-------- The records

PR #6440, opened 2026-02-18
Add path traversal protection

18-th:
Add path traversal guards across CLI and GraphQL packages to prevent directory escape attacks via media and file system bridge operations.

- Add assertPathWithinBase utility to validate resolved paths stay within their intended base directory (cli/src/utils/path.ts)

- Add path traversal checks to media list, delete, and upload routes in both Express and Vite dev server handlers

- Add path validation to filesystem bridge get, put, delete, and glob operations (isomorphic.ts, filesystem.ts)

- Add comprehensive test coverage for all security-critical paths including percent-encoded traversal payloads

https://github.com/tinacms/tinacms/security/advisories/GHSA-5hxf-c7j4-279c
https://github.com/tinacms/tinacms/security/advisories/GHSA-2f24-mg4x-534q

### DIFF
--- a/packages/@tinacms/cli/src/next/commands/dev-command/server/media.ts
+++ b/packages/@tinacms/cli/src/next/commands/dev-command/server/media.ts
@@ -17,6 +17,8 @@ export const createMediaRouter = (config: PathConfig) => {
   const handleList = async (req, res) => {
     try {
       const requestURL = new URL(req.url, config.apiURL);
+      // @security User-controlled path — decoded here, validated inside
+      // mediaModel.listMedia via resolveWithinBase.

----------------

--- Exercise details ---
Would you set down every entry again, exactly?

--- Completed exercise ---
PR #6440, opened 2026-02-18
Add path traversal protection

18-th:
Add path traversal guards across CLI and GraphQL packages to prevent directory escape attacks via media and file system bridge operations.

- Add assertPathWithinBase utility to validate resolved paths stay within their intended base directory (cli/src/utils/path.ts)

- Add path traversal checks to media list, delete, and upload routes in both Express and Vite dev server handlers

- Add path validation to filesystem bridge get, put, delete, and glob operations (isomorphic.ts, filesystem.ts)

- Add comprehensive test coverage for all security-critical paths including percent-encoded traversal payloads

https://github.com/tinacms/tinacms/security/advisories/GHSA-5hxf-c7j4-279c
https://github.com/tinacms/tinacms/security/advisories/GHSA-2f24-mg4x-534q

### DIFF
--- a/packages/@tinacms/cli/src/next/commands/dev-command/server/media.ts
+++ b/packages/@tinacms/cli/src/next/commands/dev-command/server/media.ts
@@ -17,6 +17,8 @@ export const createMediaRouter = (config: PathConfig) => {
   const handleList = async (req, res) => {
     try {
       const requestURL = new URL(req.url, config.apiURL);
+      // @security User-controlled path — decoded here, validated inside
+      // mediaModel.listMedia via resolveWithinBase.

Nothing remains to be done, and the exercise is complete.